第7章
在这个狭长的、房屋稀疏的马洛特,尽头处的独家酒馆“罗利弗”获得的是只许外卖不准堂饮的营业执照,因此,谁也不能在堂内喝酒,能够公开接纳顾客的地方,严格限制在一块大约六英尺长六英寸宽的木板上。这块木板被铁丝固定在庭园的木栅上,构成了壁架的模样。好酒的陌生顾客把酒杯搁在这块木板上,站在路边饮酒,酒渣往满是灰尘的地面上一倒,便构成了波利尼西亚群岛的模样。他们真希望在堂内找到一个得以休息的座位。
陌生顾客们就是这么想的。本地的顾客也有同样的愿望,不过,有志者事竟成嘛。
在楼上一间很大的卧室里,窗户被老板娘罗利弗太太用最近丢弃的羊毛大围巾严严实实地遮了起来,这一天晚上,有十多个人聚在这里寻求快乐,他们全都是马洛特这一头的附近的居民,也是这家小店的常客。在这住户稀散的村庄的那一头,有一家领有全副营业执照的酒店——“醇沥酒店”,但是,由于距离的关系,使得住在这一头的村民实际上难以光顾,不过更为严重的问题是酒的质量,人们一致公认,待在“罗利弗”房顶的一角喝酒,更胜于坐在那边老板的宽敞的屋中。
房间里,一张破旧的四柱床充当了座位,好几个人聚集在床铺的三面,还有两个人高高地坐在五斗橱上,另有一人坐在橡木雕花的箱子上,另有两人坐在盆架上,另有一个坐在板凳上,于是,所有的人好歹都舒舒服服地有了坐处。这个时刻,他们正达到了精神上的欢快阶段,灵魂逃离躯体,畅游四方,他们只觉得满屋生辉,温暖宜人。在这一过程中,房屋和家具变得越发高尚、豪华;窗口的围巾也和绣花挂毯一样华贵,五斗橱抽屉上的铜拉手仿佛变成了黄金门环,雕花的床柱也似乎与所罗门庙宇的宏伟石柱异曲同工。
德贝菲尔夫人离开苔丝之后,快速赶到这里,打开前门,穿过楼下漆黑的房间,接着,熟练地解开楼梯口的门,仿佛其手指熟知门闩上的机关,她脚步缓慢地攀登着弯弯曲曲的楼梯,当她登上了最后一级楼梯、脸膛从暗处进入亮处的时候,意外地发现聚集在室内的人们全都把目光转向了她。
“这是俺自己的几个朋友,是俺花钱请来看游行会的。”老板娘望着楼梯口,对着脚步声嚷道,像是一个小学生流利地背诵教义手册,“啊,原来是你呀,德贝菲尔夫人,天哪,你把俺吓了一大跳!俺还以为是衙门里派来的人呢。”

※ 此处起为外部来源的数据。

PR #6643, opened 2024-11-27
Inserting without an optional index field causes unexpected behavior

OskarD:
## This PR contains:
A BUG REPORT

Documents inserted with a (not required) empty index field behave unexpectedly

## Todos
- [ ] Tests
- [ ] Documentation
- [ ] Typings
- [ ] Changelog

### DIFF
--- a/test/unit/bug-report.test.ts
+++ b/test/unit/bug-report.test.ts
@@ -9,7 +9,6 @@
  * - 'npm run test:browser' so it runs in the browser
  */
 import assert from 'assert';
-import AsyncTestUtil from 'async-test-util';
 import config from './config.ts';
 
 import {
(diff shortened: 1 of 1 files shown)


test/unit/bug-report.test.ts
```diff
@@ -9,7 +9,6 @@
  * - 'npm run test:browser' so it runs in the browser
```
OskarD, line 9: This script does not exist

pubkey:
Thanks for the PR. Indeed it looks like there is a bug. I will check.

pubkey:
Ok so the query plan looks correct:

```json
"preparedQuery": {
        "query": {
            "selector": {
                "_deleted": {
                    "$eq": false
                }
            },
            "sort": [
                {
                    "id": "asc"
                }
            ],
            "skip": 0
        },
        "queryPlan": {
            "index": [
                "_deleted",
                "numberIndex",
                "id"
            ],
            "startKeys": [
                false,
                -9007199254740991,
                -9007199254740991
            ],
            "endKeys": [
                false,
                "￿",
                "￿"
            ],
            "inclusiveEnd": true,
            "inclusiveStart": true,
            "sortSatisfiedByIndex": false,
            "selectorSatisfiedByIndex": true
        }
    }

```

I played around with the generated keyrange but I am not sure if this is even fixable.

pubkey:
I found out:
As David Fahlander from dexie.js explains [here](https://github.com/dexie/Dexie.js/issues/1019), `undefined` is not an [indexable type](https://github.com/dexie/Dexie.js/issues/1019). So this cannot be fixed. We should add a check to the dexie.js RxStorage to throw a proper error when this type of schema is used. Just returning wrong results is not a correct behavior.

The premium IndexedDB RxStorage from rxdb does not have this problem because it uses [custom index strings](https://rxdb.info/slow-indexeddb.html#custom-indexes), not the composite index keys from native IndexedDB.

聚在屋内的其余的人都向德贝菲尔夫人投过一瞥,并点头表示欢迎,接着,德贝菲尔夫人走到丈夫坐的地方。他正在那儿出神地低声哼吟:“俺也像有的人家那样好啦!俺家在绿山下的王陴有许多祖坟,在整个威塞克斯,谁也比不上俺了!”
“俺脑袋里出现了一个了不得的——打算!俺想跟你说一说。”满心欢喜的妻子压低声音对丈夫说道,“嘿,约翰,你没看见俺吗?”她用胳膊肘推了推丈夫,而做丈夫的看着妻子时如同透过窗户望着远方,嘴里还是在一个劲地哼哼唧唧。
“嘘!别哼得这么响,我的好人,”老板娘说道,“要不然,衙门里若是有人路过这儿,会把我的执照没收的。”

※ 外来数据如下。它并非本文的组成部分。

PR #6690, opened 2024-12-17
Storage and Schema Migration Combo Test

tsekiguchi:
## This PR contains:
A failing test that incorporates both storage migration and schema migration.

Updating schema in between storage migrations _without_ updating the version numbers is currently allowed behavior. 

Then, when trying to then implement a normal schema migration strategy afterwards, the migration strategy starts throwing error unknown migration error, DM4.

```ts
// this is where the test error occurs
const v1collection = await db_newStorage_schemav1.addCollections({
    mycollection: {
        schema: mySchemaV1,
        migrationStrategies: {
            1: (d) => d,
        },
    },
});
```

I tried to see if `getOldCollectionsMeta()` was potentially causing this, but it wasn't returning anything in this context. 

## Todos 
- [x] Tests
- [ ] Documentation
- [ ] Typings
- [ ] Changelog

### DIFF
--- a/test/unit/migration-schema.test.ts
+++ b/test/unit/migration-schema.test.ts
@@ -2,7 +2,11 @@ import assert from 'assert';
 import config, { describeParallel } from './config.ts';
 import AsyncTestUtil, { waitUntil } from 'async-test-util';
 
-import { humansCollection, schemaObjects, schemas } from '../../plugins/test-utils/index.mjs';
+import {
+    humansCollection,
+    schemaObjects,
+    schemas,
+} from '../../plugins/test-utils/index.mjs';
 
 import {
     createRxDatabase,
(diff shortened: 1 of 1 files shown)


pubkey:
I tried to add a check but this likely is not possible.
The problem is that there are many reasons to change the schema during storage-migration. For example when you migrate to an encrypted storage or start using key-compression. So some schema changes would be ok and some would not.
I think I will just add a warning about this into the docs.

tsekiguchi:
Got it! What about adding a requirement to increment schema version numbers when migrating storage? That would help prevent collisions and unknown behavior down the road. I mean, technically you're changing all the schema when changing the underlying storage. 

It could be a simple check for migrationNeeded() in all schema? 

And yes, adding more info in the docs about this would be great! Beyond just switching the underlying storage, I think it's important to spell out all the scenarios that require a storage migration - adding attachments for a schema, key compression, etc. - that can't be accomplished by just a schema migration.

pubkey:
Adding attachments or key-compression do not always require a storage-migration. It can be done in a schema migration. But often it makes sense to add this when already doing a storage-migration.

The thing is that the storage-migration does not have to know about the new collections and does not store collection metadata into the new database. This is important because we cannot store old schemas when doing a storage-migration to upgrade between major RxDB versions. The schemas might not be compatible.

“俺猜,他给你们说过俺家的事啦?”德贝菲尔夫人问道。
“是的,多少说了点。你想,能从这里面捞到油水不?”
“哦,这可是秘密啦,”琼·德贝菲尔一本正经地说,“不过,即使坐不上大马车,能和坐大马车的攀个亲戚也不错呀。”接着,她放低喉咙,轻声对丈夫说,“你跟俺说了那桩事以后,俺就一直琢磨着,俺想起一位有钱的老太太,住在狩猎林边上,离特兰岭很近,正是姓德伯维尔。”
“啊——你说什么来着?”约翰爵士问道。
她把这一情报重复了一遍。“那个老太太一定是俺们家的亲戚,”她说,“俺的打算就是派苔丝去认亲。”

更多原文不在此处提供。